In the data below, locate each line with the word "your" and list it.
━━━━━━━━━━━━━━━━
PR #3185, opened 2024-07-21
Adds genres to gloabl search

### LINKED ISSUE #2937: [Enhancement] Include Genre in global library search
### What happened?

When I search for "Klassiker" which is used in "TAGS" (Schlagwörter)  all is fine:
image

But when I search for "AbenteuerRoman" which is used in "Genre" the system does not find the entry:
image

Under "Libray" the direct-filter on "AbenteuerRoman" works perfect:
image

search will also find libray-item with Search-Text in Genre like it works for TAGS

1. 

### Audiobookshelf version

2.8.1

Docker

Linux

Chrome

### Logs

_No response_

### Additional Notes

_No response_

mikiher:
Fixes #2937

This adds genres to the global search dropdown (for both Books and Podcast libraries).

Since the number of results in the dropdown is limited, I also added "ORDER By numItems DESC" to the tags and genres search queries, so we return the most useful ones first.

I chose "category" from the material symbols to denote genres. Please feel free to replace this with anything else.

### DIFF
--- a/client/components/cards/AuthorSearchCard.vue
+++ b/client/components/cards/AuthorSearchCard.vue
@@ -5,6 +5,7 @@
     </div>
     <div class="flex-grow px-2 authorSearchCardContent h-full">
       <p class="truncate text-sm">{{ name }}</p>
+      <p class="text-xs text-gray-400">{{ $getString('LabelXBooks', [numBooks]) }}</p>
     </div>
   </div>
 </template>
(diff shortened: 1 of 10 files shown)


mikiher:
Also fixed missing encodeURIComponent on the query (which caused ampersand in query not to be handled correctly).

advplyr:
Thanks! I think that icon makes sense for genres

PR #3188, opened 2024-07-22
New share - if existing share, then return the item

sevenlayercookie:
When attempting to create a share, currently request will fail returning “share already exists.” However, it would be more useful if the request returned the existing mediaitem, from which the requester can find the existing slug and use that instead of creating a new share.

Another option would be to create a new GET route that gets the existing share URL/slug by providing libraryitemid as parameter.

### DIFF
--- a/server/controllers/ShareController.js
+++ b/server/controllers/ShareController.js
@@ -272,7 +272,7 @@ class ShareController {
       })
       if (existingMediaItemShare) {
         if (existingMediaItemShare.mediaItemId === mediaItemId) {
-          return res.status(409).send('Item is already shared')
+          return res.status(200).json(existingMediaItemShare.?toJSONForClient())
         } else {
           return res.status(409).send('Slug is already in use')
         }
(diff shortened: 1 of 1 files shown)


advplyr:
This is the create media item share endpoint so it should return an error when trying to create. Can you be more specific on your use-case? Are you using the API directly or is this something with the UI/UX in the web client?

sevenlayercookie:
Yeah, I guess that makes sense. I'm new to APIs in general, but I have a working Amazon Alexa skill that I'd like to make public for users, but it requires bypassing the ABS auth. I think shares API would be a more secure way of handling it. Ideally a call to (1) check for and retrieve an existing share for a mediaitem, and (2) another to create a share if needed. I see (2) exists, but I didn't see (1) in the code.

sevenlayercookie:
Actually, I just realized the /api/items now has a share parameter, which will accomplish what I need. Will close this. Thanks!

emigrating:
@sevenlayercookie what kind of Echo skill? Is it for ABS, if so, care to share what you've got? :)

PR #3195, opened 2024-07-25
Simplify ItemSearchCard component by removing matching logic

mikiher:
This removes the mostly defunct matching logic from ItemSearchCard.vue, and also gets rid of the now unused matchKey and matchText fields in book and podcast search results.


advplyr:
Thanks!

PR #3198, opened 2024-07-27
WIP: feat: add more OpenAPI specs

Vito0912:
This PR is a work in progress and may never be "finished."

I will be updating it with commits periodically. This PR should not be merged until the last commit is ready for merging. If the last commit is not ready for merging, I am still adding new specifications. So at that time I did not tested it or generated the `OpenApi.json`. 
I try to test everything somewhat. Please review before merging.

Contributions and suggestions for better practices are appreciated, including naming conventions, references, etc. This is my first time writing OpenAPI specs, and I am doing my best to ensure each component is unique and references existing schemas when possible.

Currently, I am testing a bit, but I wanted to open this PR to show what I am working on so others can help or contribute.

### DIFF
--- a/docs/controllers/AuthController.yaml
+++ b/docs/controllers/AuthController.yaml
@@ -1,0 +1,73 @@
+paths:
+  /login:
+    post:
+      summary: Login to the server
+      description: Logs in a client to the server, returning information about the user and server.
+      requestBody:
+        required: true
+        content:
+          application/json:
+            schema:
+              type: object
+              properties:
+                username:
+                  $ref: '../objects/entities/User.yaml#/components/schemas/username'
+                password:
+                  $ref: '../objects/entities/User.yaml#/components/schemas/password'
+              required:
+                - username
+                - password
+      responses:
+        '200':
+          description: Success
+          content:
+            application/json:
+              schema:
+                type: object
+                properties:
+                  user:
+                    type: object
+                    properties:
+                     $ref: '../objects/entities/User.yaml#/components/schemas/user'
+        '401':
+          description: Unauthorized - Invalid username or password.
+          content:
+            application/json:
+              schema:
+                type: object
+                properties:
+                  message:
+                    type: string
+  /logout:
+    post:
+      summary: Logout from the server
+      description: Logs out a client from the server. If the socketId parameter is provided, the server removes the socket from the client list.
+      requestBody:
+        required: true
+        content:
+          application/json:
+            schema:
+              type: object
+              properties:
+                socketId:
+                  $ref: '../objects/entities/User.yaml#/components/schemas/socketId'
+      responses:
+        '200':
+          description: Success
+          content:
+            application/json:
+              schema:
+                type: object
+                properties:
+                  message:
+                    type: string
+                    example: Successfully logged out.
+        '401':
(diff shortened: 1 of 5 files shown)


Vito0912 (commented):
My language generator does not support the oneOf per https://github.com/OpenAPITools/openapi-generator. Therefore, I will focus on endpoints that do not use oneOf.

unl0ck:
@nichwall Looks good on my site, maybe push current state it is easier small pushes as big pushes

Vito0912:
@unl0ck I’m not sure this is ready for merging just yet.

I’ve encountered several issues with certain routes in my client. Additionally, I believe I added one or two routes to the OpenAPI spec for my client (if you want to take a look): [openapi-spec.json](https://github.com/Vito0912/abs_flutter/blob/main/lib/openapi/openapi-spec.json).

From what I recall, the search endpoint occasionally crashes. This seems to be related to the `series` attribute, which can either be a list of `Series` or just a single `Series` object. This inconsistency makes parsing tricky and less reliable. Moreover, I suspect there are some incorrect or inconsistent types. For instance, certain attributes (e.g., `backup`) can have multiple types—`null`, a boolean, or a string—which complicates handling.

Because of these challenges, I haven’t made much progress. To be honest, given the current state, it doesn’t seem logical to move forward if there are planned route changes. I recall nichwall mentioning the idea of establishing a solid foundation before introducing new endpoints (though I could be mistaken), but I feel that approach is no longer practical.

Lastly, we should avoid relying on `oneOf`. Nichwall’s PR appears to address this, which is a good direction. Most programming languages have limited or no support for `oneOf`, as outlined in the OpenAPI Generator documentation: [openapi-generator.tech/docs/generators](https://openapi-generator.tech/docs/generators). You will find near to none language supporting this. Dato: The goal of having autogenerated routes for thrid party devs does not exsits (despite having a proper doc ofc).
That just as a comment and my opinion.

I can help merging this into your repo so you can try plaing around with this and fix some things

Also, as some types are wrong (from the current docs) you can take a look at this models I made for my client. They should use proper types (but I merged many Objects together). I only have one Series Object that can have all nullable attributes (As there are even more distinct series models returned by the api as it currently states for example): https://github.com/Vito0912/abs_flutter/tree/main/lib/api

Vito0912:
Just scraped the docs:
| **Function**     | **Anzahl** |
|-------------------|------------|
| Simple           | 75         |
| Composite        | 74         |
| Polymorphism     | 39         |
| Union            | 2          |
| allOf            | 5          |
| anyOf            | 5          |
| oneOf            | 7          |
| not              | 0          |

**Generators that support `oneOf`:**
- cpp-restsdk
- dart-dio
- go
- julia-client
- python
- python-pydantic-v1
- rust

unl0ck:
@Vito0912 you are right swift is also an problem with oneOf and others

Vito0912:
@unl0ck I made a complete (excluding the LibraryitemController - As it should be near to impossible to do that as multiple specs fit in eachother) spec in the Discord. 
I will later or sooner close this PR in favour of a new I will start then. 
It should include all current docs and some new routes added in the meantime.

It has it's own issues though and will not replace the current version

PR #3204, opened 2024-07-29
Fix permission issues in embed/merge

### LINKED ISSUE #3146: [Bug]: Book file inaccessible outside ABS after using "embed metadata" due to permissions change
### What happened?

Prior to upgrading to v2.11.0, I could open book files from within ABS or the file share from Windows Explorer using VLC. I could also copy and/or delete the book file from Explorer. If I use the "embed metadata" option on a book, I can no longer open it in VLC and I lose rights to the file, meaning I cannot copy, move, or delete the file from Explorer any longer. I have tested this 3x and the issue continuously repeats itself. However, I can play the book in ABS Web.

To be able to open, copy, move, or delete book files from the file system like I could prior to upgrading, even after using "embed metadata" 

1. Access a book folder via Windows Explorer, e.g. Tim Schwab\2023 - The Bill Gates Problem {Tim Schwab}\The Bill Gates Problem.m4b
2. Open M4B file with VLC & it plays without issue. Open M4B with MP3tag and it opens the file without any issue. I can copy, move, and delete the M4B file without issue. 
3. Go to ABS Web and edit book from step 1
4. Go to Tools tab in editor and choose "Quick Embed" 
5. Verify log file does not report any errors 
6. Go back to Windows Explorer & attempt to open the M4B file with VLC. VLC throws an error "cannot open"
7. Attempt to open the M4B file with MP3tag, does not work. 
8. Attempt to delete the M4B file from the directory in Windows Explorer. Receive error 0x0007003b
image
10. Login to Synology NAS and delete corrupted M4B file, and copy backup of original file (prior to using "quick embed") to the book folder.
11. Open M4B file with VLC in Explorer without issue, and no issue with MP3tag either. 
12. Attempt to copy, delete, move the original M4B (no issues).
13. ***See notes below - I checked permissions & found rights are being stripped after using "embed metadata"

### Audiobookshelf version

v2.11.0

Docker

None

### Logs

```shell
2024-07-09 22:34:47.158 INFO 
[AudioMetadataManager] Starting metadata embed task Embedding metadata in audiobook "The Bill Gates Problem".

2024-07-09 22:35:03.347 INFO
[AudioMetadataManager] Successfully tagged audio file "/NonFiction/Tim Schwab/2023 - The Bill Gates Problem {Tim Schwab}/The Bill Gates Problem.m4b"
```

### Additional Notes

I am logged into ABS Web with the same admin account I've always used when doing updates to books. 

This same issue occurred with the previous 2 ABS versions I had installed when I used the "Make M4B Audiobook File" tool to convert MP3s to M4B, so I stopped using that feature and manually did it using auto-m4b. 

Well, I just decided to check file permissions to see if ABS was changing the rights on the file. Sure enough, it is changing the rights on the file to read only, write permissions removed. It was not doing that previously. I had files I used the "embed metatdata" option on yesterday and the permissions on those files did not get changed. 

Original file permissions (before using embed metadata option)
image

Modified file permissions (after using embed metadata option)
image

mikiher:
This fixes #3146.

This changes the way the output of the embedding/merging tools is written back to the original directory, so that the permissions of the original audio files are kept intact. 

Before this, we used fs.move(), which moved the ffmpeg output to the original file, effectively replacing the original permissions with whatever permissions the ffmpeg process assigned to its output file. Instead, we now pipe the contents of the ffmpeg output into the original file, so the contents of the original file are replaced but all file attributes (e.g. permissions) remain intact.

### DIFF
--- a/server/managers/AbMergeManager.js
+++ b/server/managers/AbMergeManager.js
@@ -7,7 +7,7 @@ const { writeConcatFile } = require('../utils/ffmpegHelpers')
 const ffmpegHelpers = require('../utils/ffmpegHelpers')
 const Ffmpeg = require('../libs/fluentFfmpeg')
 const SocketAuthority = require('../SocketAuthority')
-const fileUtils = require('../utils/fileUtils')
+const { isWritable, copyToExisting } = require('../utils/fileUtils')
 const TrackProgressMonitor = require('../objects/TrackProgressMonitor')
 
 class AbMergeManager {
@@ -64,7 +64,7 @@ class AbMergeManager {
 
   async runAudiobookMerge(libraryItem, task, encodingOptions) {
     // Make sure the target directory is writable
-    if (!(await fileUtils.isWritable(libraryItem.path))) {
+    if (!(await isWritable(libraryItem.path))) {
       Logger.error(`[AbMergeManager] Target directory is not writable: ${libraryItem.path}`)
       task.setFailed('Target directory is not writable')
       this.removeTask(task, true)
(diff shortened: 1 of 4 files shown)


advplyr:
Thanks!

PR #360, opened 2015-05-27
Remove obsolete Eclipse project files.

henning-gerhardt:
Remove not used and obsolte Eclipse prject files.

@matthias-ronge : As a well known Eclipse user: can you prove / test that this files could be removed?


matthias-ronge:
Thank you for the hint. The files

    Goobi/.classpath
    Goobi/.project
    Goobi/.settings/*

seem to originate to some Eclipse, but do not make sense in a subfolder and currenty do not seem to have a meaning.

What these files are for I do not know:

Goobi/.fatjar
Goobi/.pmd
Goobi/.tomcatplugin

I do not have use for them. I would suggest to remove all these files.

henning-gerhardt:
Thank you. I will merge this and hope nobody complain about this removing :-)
━━━━━━━━━━━━━━━━
**Written response:**
This is the create media item share endpoint so it should return an error when trying to create. Can you be more specific on your use-case? Are you using the API directly or is this something with the UI/UX in the web client?
I can help merging this into your repo so you can try plaing around with this and fix some things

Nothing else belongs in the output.